Anatomic (2018) by Adam Dickinson offers a model for putting the personal into dialogue with the systemic –– ecological, medical, social, political, and more. At the centre of that collection Dickinson places his own body, subjecting it to a range of tests involving blood, urine, bacteria, and feces to measure his exposure and retainment of environmental contaminants. Using these scientific insights as both a structuring principle and springboard for his language, Dickinson tells the story of how his body came to be within our petroculture. Like Dickinson, I sought to place myself, a poet, under examination and explore the implications and insights that can be gained by embracing such vulnerability.

Like Dickinson, though less overtly scientific, Diana Khoi Nguyen’s Ghost Of (2018) is where I found deep resonance for her use of personal archives (photographs, memories, notes, etc.) as the foundation for her poetry. At the centre of Ghost Of is the disappearance of a brother by his own choice. Appearing throughout the collection are photographs wherein the brother has been removed, and the poems are built (literally and metaphorically) around those lacunae. For me, Nguyen’s book offers another model of an honest and vulnerable poetics that begins in the personal to offer relatable renderings of loss and longing.

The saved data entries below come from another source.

Issue #477, opened 2019-05-02
[ML] False positives associated with multi-bucket features


tveasey:
We've had a number of support tickets raised related to false positives associated with multi-bucket features. Some of these are related to not having appropriate visuals. However, it also seems like the default parametrisation may be too sensitive.

There are a couple of avenues (which are not mutually exclusive) to explore:
1. User facing sensitivity controls.
2. A different parameterisation for multi-bucket detection.
3. More aggressively weighting the single vs multi-bucket contribution to the anomaly score.

tveasey:
Item 2 was addresses in #491. Item 1 is an interesting issue in its own right and something which warrants its own issue, as it affects more than just multi-bucket analysis. Item 3 could be another form of user configuration. We already label results with the impact from multiple buckets, so I think this is lower priority. I'm going to raise a separate issue for sensitivity control and close this.

PR #491, opened 2019-06-07
[ML] Reduce false positives associated with the multi-bucket feature

tveasey:
This improves the interaction between multi-bucket feature and the model we maintain attending specifically to periods flagged as anomalous. In particular, we were suppressing updates of this anomaly model if the bucket probability was high but continuing to adjust the overall probability if the multi-bucket feature probability was low. The upshot our scores were inappropriately high.

This change pegs the time used to compute the anomaly duration to the last update time for the anomaly model and also smoothly reduces the impact on our overall result if the bucket value itself is normal.

This should help with #477.

### DIFF
--- a/docs/CHANGELOG.asciidoc
+++ b/docs/CHANGELOG.asciidoc
@@ -34,6 +34,7 @@
 
 * Fix an edge case causing spurious anomalies (false positives) if the variance in the count of events
 changed significantly throughout the period of a seasonal quantity. (See {ml-pull}489[#489].)
+* Reduce false positives associated with the multi-bucket feature. (See {ml-pull}491[#491].)
 
 == {es} version 7.2.0
 
--- a/docs/CHANGELOG.asciidoc
+++ b/docs/CHANGELOG.asciidoc
@@ -28,13 +28,18 @@
 
 //=== Regressions
 
+== {es} version 7.3.0
+
+=== Bug Fixes
+
+* Reduce false positives associated with the multi-bucket feature. (See {ml-pull}491[#491].)
+
 == {es} version 7.2.1
 
 === Bug Fixes
 
 * Fix an edge case causing spurious anomalies (false positives) if the variance in the count of events
 changed significantly throughout the period of a seasonal quantity. (See {ml-pull}489[#489].)
-* Reduce false positives associated with the multi-bucket feature. (See {ml-pull}491[#491].)
 
 == {es} version 7.2.0
 
--- a/lib/maths/CTimeSeriesModel.cc
+++ b/lib/maths/CTimeSeriesModel.cc
@@ -112,6 +112,7 @@ double aggregateFeatureProbabilities(const TDouble4Vec& probabilities, double co
 
 const std::string VERSION_6_3_TAG("6.3");
 const std::string VERSION_6_5_TAG("6.5");
+const std::string VERSION_7_2_TAG("7.2");
 
 // Models
 // Version >= 6.3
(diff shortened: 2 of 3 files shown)


lib/maths/CTimeSeriesModel.cc
```diff
@@ -387,10 +399,15 @@ class CTimeSeriesAnomalyModel {
...
     //! Update the anomaly model with a sample of the current feature vector.
-    void sample(const CModelProbabilityParams& params, core_t::TTime time, double weight);
+    void sample(const CModelProbabilityParams& params, double weight);
 
     //! Compute the probability of the anomaly feature vector.
-    bool anomalyProbability(core_t::TTime time, double& result) const;
+    bool anomalyProbability(double& result) const;
+
+    //! Get the largest probability the model counts as anomalous.
+    double largestAnomalyProbability() const {
```
edsavage: A bit of a nit pick - feel free to disregard! - Rename this method to say `twiceLargestSignificantProbability`?

lib/maths/CTimeSeriesModel.cc
```diff
@@ -573,11 +598,13 @@ bool CTimeSeriesAnomalyModel::acceptRestoreTraverser(const SModelRestoreParams&
...
+    // else we can't upgrade the state of the anomaly model pre 6.5.
+
     return true;
 }
 
 void CTimeSeriesAnomalyModel::acceptPersistInserter(core::CStatePersistInserter& inserter) const {
-    inserter.insertValue(VERSION_6_5_TAG, "");
+    inserter.insertValue(VERSION_7_2_TAG, "");
     if (m_Anomaly) {
         inserter.insertLevel(ANOMALY_6_5_TAG, boost::bind(&CAnomaly::acceptPersistInserter,
```
droberts195: This is no longer restored, so is it worth persisting it?  Or is it a mistake not to restore it?

droberts195:
Also, I'm not convinced it's a good idea to put this into 7.2.1.  This change affects results and 7.2.1 is going to be a patch release that people will upgrade to expecting no change to functionality.  Potentially Cloud clusters could be force-upgraded to 7.2.1 if there turns out to be a security bug in 7.2.0.  Technically this is a bug fix, but if there's some set of circumstances where the anomaly detection is clearly worse after this change then we'll still have a very annoyed user.

Therefore I would say that either we prioritise testing this next Monday and Tuesday and get it into 7.2.0 or else it waits for 7.3.0.

And if it waits for 7.3.0 then the 7.2 constant in the code should be changed.

lib/maths/CTimeSeriesModel.cc
tveasey: I think I'll leave this. It is the probability which is deemed sufficiently anomalous to update this model and although it is currently twice the cutoff probability to output a result there is nothing that requires this, it was just a reasonable value.

lib/maths/CTimeSeriesModel.cc
tveasey: I'd deleted the restore code from the wrong branch. Good catch.

tveasey:
Ok I agree this is on the fence regarding bug fix vs enhancement. I'm happy to delay until 7.3 and we can test more. I've updated the naming accordingly.

docs/CHANGELOG.asciidoc
```diff
@@ -34,6 +34,7 @@
 
 * Fix an edge case causing spurious anomalies (false positives) if the variance in the count of events
 changed significantly throughout the period of a seasonal quantity. (See {ml-pull}489[#489].)
+* Reduce false positives associated with the multi-bucket feature. (See {ml-pull}491[#491].)
```
droberts195: Please move this to the 7.3.0 section.

Crazybus:
jenkins test this please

Similarly to Brown, I feel “a tremendous sense of gratitude, to be here in this time, with these particular poets.” In “La Déferlante,” Nicole Brossard writes, “Influence is related to admiration. I would like to write like you. You are exploring what I would like to dare” (83). Brossard precisely articulates what I seek when I read. All of these writers have done something that I would like to dare to do, and I have turned to them to learn how to do it. I find consonance with their language and modes that, in turn, provide my language its own possibility. It is with other poets that a poem begins.

 

 

 

 

Eric Schmaltz is the author of Borderblur Poetics: Intermedia and Avant-gardism in Canada, 1963-1988 (University of Calgary Press), Surfaces (Invisible Publishing), and the forthcoming I Confess (Coach House Books). He is the editor of Another Order: Selected Works of Judith Copithorne (Talonbooks) and co-editor of I Want to Tell You Love by bill bissett and Milton Acorn. His creative work has been published, exhibited, and performed nationally and internationally. He lives in Kjipuktuk.